Kubalas dengan ingatan: di bawah pohon sawo itu
puisi pertamaku lahir. Di sana aku belajar menulis
hingga jauh malam sampai tertidur kedinginan,
lalu Ayah membopong tubuhku yang masih lugu
dan membaringkannya di ranjang Ibu.

c. Analisis Latar Waktu


Puisi “Pesan dari Ayah” ini menceritakan kehidupan yang sederhana dan
modern, hal ini dibuktikan dengan sudah hadirnya teknologi telepon genggam
yang diberikan sebagai hadiah. Selain latar zaman, latar waktu yang muncul juga
meliputi waktu masa lalu dan masa sekarang. Masa lalu menggambarkan tentang
ingatan anak terhadap kasih sayang ayahnya yang membopong tubuhnya ke
ranjang peristirahatan.
Kubalas dengan ingatan: di bawah pohon sawo itu
puisi pertamaku lahir. Di sana aku belajar menulis
hingga jauh malam sampai tertidur kedinginan,
lalu Ayah membopong tubuhku yang masih lugu
dan membaringkannya di ranjang Ibu.
Sedangkan masa sekarang ialah saat anaknya pergi merantau ke Jakarta
untuk meninggalkan orangtuanya demi kelangsungan hidupnya. Hal tersebut di
kutip sebagai berikut :
Ketika pamit hendak kembali ke Jakarta,
aku sempat mohon kepada Ayah dan Bunda
agar sering-sering telepon atau kirim pesan, sekadar
mengabarkan keadaan, supaya pikiranku tenang.

d. Analisis Latar Budaya


Terdapat beberapa analisis latar budaya yang terlihat dalam cerpen ini,
pertama kebiasaan seorang ayah dan ibu yang senang duduk di bawah pohon
mangga sebagai tempat peristirahatan dan meniup udara segar di malam hari. Hal
ini tergambar dalam peristiwa berikut.
“Lagi berduaan dengan ibumu di bawah pohon sawo
di belakang rumah. Bertiga dengan bulan.
Berempat dengan telepon genggam. Balas!”
Selain kebiasaan sang ayah dan ibu, yang perlu disoroti dalam kutipan tersebut
ialah budaya merantau sang anak yang pergi ke Jakarta untuk menyambung
hidupnya. Hal ini ditunjukkan sebagai berikut.
Ketika pamit hendak kembali ke Jakarta,
aku sempat mohon kepada Ayah dan Bunda
agar sering-sering telepon atau kirim pesan, sekadar
mengabarkan keadaan, supaya pikiranku tenang.

3. Analisis Pragmantik
a. Kehadiran Pencerita
Puisi “Pesan dari Ayah” menggunakan sudut pandang orang pertama,
kehadiran “aku” atau pencerita hadir sebagai tokoh utama pelaku sampingan. Hal
ini karena oposisi diceritakan tentang Aku, bukan perasaan tokoh aku, Laela.
Karena menggunakan sudut pandang orang pertama, maka cerpen ini
menghadirkan pencerita dalam, sebab “aku” terlibat dalam penceritaan (sebagai
tokoh). Untuk membuktikan hal ini, berikut kutipannya.
Ketika pamit hendak kembali ke Jakarta,
aku sempat mohon kepada Ayah dan Bunda
agar sering-sering telepon atau kirim pesan, sekadar
mengabarkan keadaan, supaya pikiranku tenang.

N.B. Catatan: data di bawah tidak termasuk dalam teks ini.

Issue #2558, opened 2018-01-24
Work Analytics Attributes Page


nestorw:
### Descriptive summary

This represents the page at Reports > Works
**Attributes Tab**

### Mockups
<img width="1247" alt="c3-analytics-works-sttributes-summary" src="https://user-images.githubusercontent.com/1766876/35351819-1f81760c-0110-11e8-8f29-8d1c6c2b76da.png">
<img width="1260" alt="c4-analytics-works-attributes-monthly" src="https://user-images.githubusercontent.com/1766876/35351820-1f8a8f08-0110-11e8-937e-00716f36da9b.png">

### Related work

Link to related tickets or prior related work here.

vantuyls:
Needs:
- [ ] Customize Report form including:
- [ ] date range
- [ ] filters drop downs (work type, status, visibility)
- [ ] sort column (date published)
- [ ] radio buttons for summary tables and month-by-month totals
- [ ] build reporting text (text immediately below report title - summary of filters and totals)
- [ ] table download button with options for csv download 
- [ ] for Month-by-month - monthly table by visibility
- [ ] for Summary table - tables by visibility, work type, resource type, status

Issue #2557, opened 2018-01-24
Work Analytics Activity Page


nestorw:
#### View the number of unique downloads for files in any given collection.
This represents the page at Reports > Works
**Activity Tab**

### Mockups
<img width="1265" alt="c6-analytics-works-activity-monthly" src="https://user-images.githubusercontent.com/1766876/35351769-ed0675a6-010f-11e8-9f3f-9574ee4fd9bb.png">
<img width="1285" alt="c5-analytics-works-activity-summary" src="https://user-images.githubusercontent.com/1766876/35351770-ed130f50-010f-11e8-9254-80ef39d905ee.png">

### Related work

https://wiki.duraspace.org/pages/viewpage.action?pageId=87467336

nestorw:
Status, Attributes, and Activity buttons across the top of this view may be replaced by a layer of nesting in the left side menu under Reports-Works

See: #2565

nestorw:
Needs:
- [ ] Customize Report form including:
- [ ] time period drop down
- [ ] filters drop downs (work type, status, visibility)
- [ ] sort column (status)
- [ ] radio buttons for summary tables and month-by-month totals
- [ ] build reporting text (text immediately below report title - summary of filters and totals)
- [ ] table download button with options for csv download 
- [ ] for Month-by-month - table for Summary of user activity
- [ ] for Month-by-month - table for monthly user activity
- [ ] for Summary table - paginated table of works by user activity

Issue #2555, opened 2018-01-24
Work Analytics Status Page


nestorw:
### Descriptive summary

This represents the page at Reports > Works
**Status Tab**

Backend tasks that need to be completed in order to get data to the front-end

- [ ] #2719 Collect Work Status History
- [ ] #2720 Collect Work Visibility History

For the form:

 - [ ] time period drop down
 - [ ] filters drop downs (work type, status, visibility)
 - [ ] sort column (status)
 - [ ] radio buttons for summary tables and month-by-month totals
 - [ ] build reporting text (text immediately below report title - summary of filters and totals)
 - [ ] table download button with options for csv download
 - [ ] for Month-by-month - table for Visibility status
 - [ ] for Month-by-month - table for Publication status
 - [ ] for Summary table - paginated table of works

### Mockups
<img width="1318" alt="c2-analytics-works-status-monthly" src="https://user-images.githubusercontent.com/1766876/35351693-b17edc26-010f-11e8-8b7b-6d7edc6601f3.png">
<img width="1266" alt="c1-analytics-works-status-summary" src="https://user-images.githubusercontent.com/1766876/35351694-b18b81ba-010f-11e8-850f-aad7adcca296.png">

### Related work

https://wiki.duraspace.org/pages/viewpage.action?pageId=87467336

vantuyls:
Needs:
- [ ] Customize Report form including:
- [ ] time period drop down
- [ ] filters drop downs (work type, status, visibility)
- [ ] sort column (status)
- [ ] radio buttons for summary tables and month-by-month totals
- [ ] build reporting text (text immediately below report title - summary of filters and totals)
- [ ] table download button with options for csv download 
- [ ] for Month-by-month - table for Visibility status
- [ ] for Month-by-month - table for Publication status
- [ ] for Summary table - paginated table of works

vantuyls:
Status, Attributes, and Activity buttons across the top of this view may be replaced by a layer of nesting in the left side menu under Reports-Works

sethaj:
From what I'm gathering from the mockups, "status" seems to be a mix of:

1) Hydra::AccessControls::AccessRight (Embargo for example) 
2) The "status" field that relates to sipity workflows, "suppressed_bsi" in solr where "false" means Published, "true" means Unpublished and "nil" means Unknown
[...]

PR #2660, opened 2018-02-16
Resolves #2565 Nesting report categories for analytics

### LINKED ISSUE #2565: Nesting report categories
### Descriptive summary

Need another layer of nesting under each report group for Status, Attributes and Activity.

sethaj:
Fixes #2565 

This is work towards an analytics redesign enabled by the Filpflop.analytics_resdesign? switch.

When `Flipflop.analytics_redesign? == true`:

* In the dashboard sidebar, Reports is moved from the Activity heading to the Tasks heading
* Reports is now a collapsable menu item containing (currently) Works
* Works is also a collapsable menu item containing Status, Attributes, Activity
* Status, Attributes and Activity while currently blank will be populated through #2555, #2558, #2557 

@samvera/hyrax-code-reviewers


config/routes.rb
```diff
@@ -229,6 +229,14 @@
     resources :users, only: [:index]
     resources :permission_template_accesses, only: :destroy
     resource 'stats', only: [:show]
+    # TODO: from the analytics sprint, admin 'reports' will eventually replace 'stats' above
+    namespace :reports do
+      namespace :works do
+        get 'status', to: 'work_status_report#show'
```
nestorw: @sethaj Are you expecting to have more routes to each of these controllers? Instead of a controller for each action, would it make sense to have one controller called Report(or similar) with actions for status, attributes, and activity. It could reduce the number of nested files and keep similar actions grouped together. If you expect these controller to get complicated then yeah they should probably be separate.

app/controllers/hyrax/admin/reports/works/work_activity_report_controller.rb
```diff
@@ -0,0 +1,7 @@
+module Hyrax
+  class Admin::Reports::Works::WorkActivityReportController < ApplicationController
```
nestorw: Could these be combined?

app/controllers/hyrax/admin/reports/works/work_attribute_report_controller.rb
```diff
@@ -0,0 +1,7 @@
+module Hyrax
+  class Admin::Reports::Works::WorkAttributeReportController < ApplicationController
```
nestorw: this

app/controllers/hyrax/admin/reports/works/work_status_report_controller.rb
```diff
@@ -0,0 +1,7 @@
+module Hyrax
+  class Admin::Reports::Works::WorkStatusReportController < ApplicationController
```
nestorw: and this

app/controllers/hyrax/admin/reports/works/work_activity_report_controller.rb
sethaj: Right. So, the way the Menu Presenter currently works is based off of the controller_name. Which means the menu knows when to be collapsed/un-collapsed based on the active controller, https://github.com/samvera/hyrax/pull/2660/files#diff-6e8bbf07f89e869d65937ee64202ee7bR48

That's why currently each controller is individualized, and the routes are the way they are. But it probably makes sense to not allow the menu_presenter to dictate what routes and controllers we use, but to instead change the menu_presenter?

app/presenters/hyrax/menu_presenter.rb
```diff
@@ -42,6 +42,18 @@ def user_activity_section?
...
+    # @return [Boolean] true if the current controller happens to be one of the controllers that deals
+    # with admin reports. This is used to keep the parent section on the sidebar open
+    def admin_reports_section?
+      %w[works].include?(controller_name) && %w[status attributes activity].include?(action_name)
+    end
+
+    # @return [Boolean] true if the current controller happens to be one of the controllers that deals
+    # with admin work reports. This is used to keep the parent section on the sidebar open
+    def admin_reports_works_section?
+      controller.is_a? Hyrax::Admin::Reports::WorksController
```
nestorw: I think this is a great solution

Kubalas dengan ingatan: di bawah pohon sawo itu


puisi pertamaku lahir. Di sana aku belajar menulis
hingga jauh malam sampai tertidur kedinginan,
lalu Ayah membopong tubuhku yang masih lugu
dan membaringkannya di ranjang Ibu.

Selain kutipan tersebut, judul yang diambil pun mencirikan bahwa yang
mejadi tokoh utama ialah aku yang menunggu pesan dari ayah. Dengan begitu,
jelas bahwa tokoh “aku” hanya sebagai pencerita.

b. Kehadiran Unsur Penceritaan (Penuturan)

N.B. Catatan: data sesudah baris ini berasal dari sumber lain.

PR #4964, opened 2021-05-18
support ::Ability (can? style) checks for WorkShowPresenter and FileSetPresenter

no-reply:
this is to deprecate presenter `#editor?` methods.

we're in a bit of a bind, re: deprecation. our views use these methods, which
means application-side presenters will have been reasonable to use this as a
hook to drive view behavior.

the proposed deprecation path is:

now: mark these methods deprecated now, encourage calling `can?(:edit)`
directly.

4.0.0: remove existing calls to #editor? from the Hyrax codebase. add
deprecation warnings to the methods.

5.0.0: remove #editor? methods.

@samvera/hyrax-code-reviewers

### DIFF
--- a/app/models/concerns/hyrax/ability.rb
+++ b/app/models/concerns/hyrax/ability.rb
@@ -417,8 +417,10 @@ module Hyrax
 
     def extract_subjects(subject)
       case subject
+      when Hyrax::WorkShowPresenter, FileSetPresenter
+        extract_subjects(subject.solr_document)
       when Draper::Decorator
-        super(subject.model)
+        extract_subjects(subject.model)
       else
         super
       end
--- a/app/presenters/hyrax/work_show_presenter.rb
+++ b/app/presenters/hyrax/work_show_presenter.rb
@@ -132,8 +132,13 @@ module Hyrax
       graph.dump(:ttl)
     end
 
+    ##
+    # @deprecated use `::Ability.can?(:edit, presenter)`. Hyrax views calling
+    #   presenter {#editor} methods will continue to call them until Hyrax
+    #   4.0.0. The deprecation time horizon for the presenter methods themselves
+    #   is 5.0.0.
     def editor?
-      current_ability.can?(:edit, solr_document)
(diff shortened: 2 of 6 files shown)


jeremyf (approved):

app/models/concerns/hyrax/ability.rb
```diff
@@ -417,8 +417,10 @@ def can_review_submissions?
 
     def extract_subjects(subject)
       case subject
+      when Hyrax::WorkShowPresenter, FileSetPresenter
+        extract_subjects(subject.solr_document)
       when Draper::Decorator
-        super(subject.model)
+        extract_subjects(subject.model)
```
no-reply, line 423: skipping straight to `super` fails for nested decorators.

jeremyf: I suspected that to be the case.

app/presenters/hyrax/work_show_presenter.rb
```diff
@@ -132,8 +132,13 @@ def export_as_ttl
...
     end
 
+    ##
+    # @deprecated use `::Ability.can?(:edit, presenter)`. Hyrax views calling
+    #   presenter {#editor} methods will continue to call them until Hyrax
+    #   4.0.0. The deprecation time horizon for the presenter methods themselves
+    #   is 5.0.0.
     def editor?
-      current_ability.can?(:edit, solr_document)
+      current_ability.can?(:edit, self)
```
jeremyf, line 141: Do you want to add a deprecation warning?  It might make it easier to refactor the existing application.

jeremyf (approved):
I'm approving, and it's good to go.  But if you want to add the warning, I'll let you.

app/presenters/hyrax/work_show_presenter.rb
no-reply: i think the deprecation warning would just be annoying. Hyrax will need to continue to call these methods until 4.0.0, so we'd get a lot of chatter in the logs from local calls.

Penggunaan kata ganti untuk tokoh utama dalam cerpen ini ialah kata ganti
orang ketiga, yakni “dia” yang merujuk pada tokoh Ayah. Penulis tampaknya
ingin menimbulkan kesan langsung pada pembaca dengan menggunakan kata
“dia”. Penggunaan kata “dia” juga menimbulkan kesan pada pembaca yang
dianggap dirinya sebagai objek yang diceritakan, meski dalam cerita dituliskan
nama tokoh adalah ayah, seorang yang sudah tua dan rentan.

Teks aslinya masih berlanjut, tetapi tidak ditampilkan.